**Task directions**
Return all lines in the data where the string "utils" can be found.
(Beginning of Data section)
PR #884, opened 2026-04-16
it: data dir in testruns

kotarac:
While there's nothing that can go wrong atm, at least from what I can see, it seems weird that session management integration tests touch `$HOME/.local/share/jay/` and share locks (not that it would ever make a diff, but still).

This doesn't split it up per test run, but that doesn't really make a difference atm.

### DIFF
--- a/src/utils/data_dir.rs
+++ b/src/utils/data_dir.rs
@@ -3,6 +3,14 @@ use std::{
     sync::LazyLock,
 };
 
+#[cfg(feature = "it")]
+pub fn data_dir() -> &'static Path {
+    static DIR: LazyLock<PathBuf> =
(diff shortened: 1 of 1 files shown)


src/utils/data_dir.rs
```diff
@@ -4,12 +4,20 @@ use std::{
 };
 
 pub fn data_dir() -> &'static Path {
```
mahkoh, line 7:
```suggestion
#[cfg(not(feature = "it"))]
pub fn data_dir() -> &'static Path {
```

mahkoh:
Please put it under `./testruns` instead of `/tmp`.

kotarac:
Went with `testruns/data/`.

Still not split per testrun, don't think that's worth the plumbing changes needed.

mahkoh (approved):

mahkoh:
Thanks!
(End of Data section)
**Response area**
--- a/src/utils/data_dir.rs
+++ b/src/utils/data_dir.rs
src/utils/data_dir.rs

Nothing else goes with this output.